What you have to do ->
Determine the count of lines in the following entries that contain the string "them". Write only the number.

The records ->

Issue #4231, opened 2019-07-22
Speedup build


mgrybyk:
**Is your feature request related to a problem? Please describe.**
`npm run build` takes much time

**Describe the solution you'd like**
`npm run build` should not take that much time. 
We might think on speeding up build by tuning babel config and/or moving some packages outside of monorepo.

I think packages lots of packages can be moved out, like reporters, or/and only be built under certain condition (locally, I mean).

Maybe we can tag packages somehow, ex: core-package, feature-packages, or something.

**Describe alternatives you've considered**
Any alternative to speedup build

christian-bromann:
> I think packages lots of packages can be moved out

There are definitely packages that haven't changed a lot but given all the advantages we got from moving them into a mono-repo would get lost if we would move them out again. I agree that setting up the project by running `npm run setup` is slow and uses a lot of CPU but moving out packages would be my last option. I rather would see if we can build something that improves our current situation (NPM cache, build improvements etc.).

PR #4237, opened 2019-07-23
speedup build, clean, bootstrap

mgrybyk:
## Proposed changes

changed commands:
- speed up build a bit by running it in parallel
- speed up clean up a bit by reducing amount of `rimraf` calls

added commands:
- `bootstrap-fast` which is super fast because it is not cleaning up node_modules of each package;
- `build-fast` which is a bit faster because calls `rimraf` only once, but is less safe because there might be some build steps missed in future
- `setup-fast` it is a link to bootstrap-fast and build-fast

### Testing

_Assuming `npm run setup` has been performed_

`npm run bootstrap` - 47s
`npm run bootstrap-fast` - 2s

`npm run build` - before: 19s, after: 14s
`npm run build-fast` - 9s

## Types of changes

## Checklist

## Further comments

closing #4231 for now


mgrybyk:
@christian-bromann done

package.json
```diff
@@ -2,20 +2,24 @@
   "private": true,
   "scripts": {
     "create": "node ./scripts/generateSubPackage",
-    "bootstrap": "npm run clean && lerna bootstrap --no-ci && npm run link",
-    "build": "lerna run build",
+    "bootstrap-full": "npm run clean && lerna bootstrap --no-ci && npm run link",
+    "bootstrap": "run-p clean:* && lerna bootstrap --force-local && npm run link",
```
christian-bromann:
```suggestion
    "bootstrap": "run-s clean:* && lerna bootstrap --force-local && npm run link",
```

I don't think it makes sense to clean packages while lerna is building them

mgrybyk: Only clean is running in parallel, starting from && the next command goes

mgrybyk: Only clean is running in parallel, starting from && the next command goes

christian-bromann: ah right

Issue #4244, opened 2019-07-24
wdio-sync getAlertText unloads synchronous commands?


Lusito:
**Environment (please complete the following information):**
 - **WebdriverIO version:** 5.11.7
 - **Mode:** WDIO Testrunner
 - **If WDIO Testrunner, running sync/async:** sync
 - **Node.js version:** 10.15.1
 - **NPM version:** 6.9.0
 - **Browser name and version:** chrome 75
 - **Platform name and version:** ubuntu 18.04
 - **Additional wdio packages used (if applicable):**

```
"@wdio/config": "^5.11.0",
"@wdio/cucumber-framework": "^5.11.7",
"@wdio/junit-reporter": "^5.11.7",
"@wdio/local-runner": "^5.11.7",
"@wdio/selenium-standalone-service": "^5.11.2",
"@wdio/spec-reporter": "^5.11.7",
"@wdio/sync": "^5.11.7",
"chromedriver": "^75.1.0",
"cucumber": "^5.1.0",
"wdio-chromedriver-service": "^5.0.2",
"wdio-cucumber-selected-steps": "file:../wdio-cucumber-selected-steps",
```

**Config of WebdriverIO**

```
    services: ['selenium-standalone'],
    framework: 'cucumber',
    sync: true,
```

**Describe the bug**
After using `getAlertText()` in a no-alert situation, `$(...).click`, etc. don't work anymore, since `$(...)` returns a promise.

**To Reproduce**

- open a page with no alertbox
- call `browser.getAlertText()`
- click on an element that exists. => boom, `$(...)click` is not a function.

https://github.com/Lusito/wdio-issues

**Expected behavior**
Even when the alert doesn't exist, it should not break the following `$(...)`.
Obviously, when I use `isAlertOpen()`, I can prevent the "wrong" call to `getAlertText()`, but I wouldn't expect this kind of behavior in the first place.

christian-bromann:
Can you provide your test code?

Lusito:
Here you go:
https://bitbucket.jambit.com/users/spfingsten/repos/wdio-issues/browse

The setup has been hacked together since I can't release my original code here right now.

christian-bromann:
@Lusito can you just share a gist? I can't access that page.

Lusito:
ah, damnit, the page is only accessible from inside the company lan.. gimme a second

mgrybyk:
I'll fix it today

christian-bromann:
[...]

PR #4221, opened 2019-07-18
Fix slow before/after command hook in sync mode

mgrybyk:
## Proposed changes

Fix slow before/after command hook in sync mode. #4133 
Avoid calling before/after hook for all nested commands.

**93% faster now!**

See test used https://github.com/webdriverio/webdriverio/pull/4221#issuecomment-513987108

## Types of changes

- [x] Bugfix (non-breaking change which fixes an issue)
- [ ] New feature (non-breaking change which adds functionality)
- [ ] Breaking change (fix or feature that would cause existing functionality to not work as expected)

## Checklist

- [x] I have read the [CONTRIBUTING](https://github.com/webdriverio/webdriverio/blob/master/CONTRIBUTING.md) doc
- [x] I have added tests that prove my fix is effective or that my feature works
- [ ] I have added necessary documentation (if appropriate)

## Further comments

To make this fix working properly we need to merge https://github.com/webdriverio/webdriverio/pull/4229 first and rebase

PR #4249, opened 2019-07-24
Fix commands error handling in sync mode

mgrybyk:
## Proposed changes

After https://github.com/webdriverio/webdriverio/pull/4221 error handling of commands was broken.

Should fix:
- promise was not resolved after error in previous command;  #4244 
- stacktrace is not full;

## Types of changes

## Checklist

### DIFF
--- a/packages/wdio-sync/src/wrapCommand.js
+++ b/packages/wdio-sync/src/wrapCommand.js
@@ -12,13 +12,10 @@ import { sanitizeErrorMessage } from './utils'
  * @return {Function}   actual wrapped function
  */
 export default function wrapCommand (commandName, fn) {
-    let stackError
     return function wrapCommandFn (...args) {
         // save error for getting full stack in case of failure
         // should be before any async calls
-        if (!stackError) {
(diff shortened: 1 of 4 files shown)


packages/wdio-sync/src/wrapCommand.js
```diff
@@ -12,13 +12,19 @@ import { sanitizeErrorMessage } from './utils'
  * @return {Function}   actual wrapped function
  */
 export default function wrapCommand (commandName, fn) {
+    let stackError
     return function wrapCommandFn (...args) {
+        // save error for getting full stack in case of failure
+        // should be before any async calls
+        if (!stackError) {
+            stackError = new Error()
```
christian-bromann: wouldn’t this mean that the error would be always the same?

mgrybyk: the error - no, but the stack trace yes in some cases, need to fix it

mgrybyk:
If there are no comments, let's merge!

Task result ->
2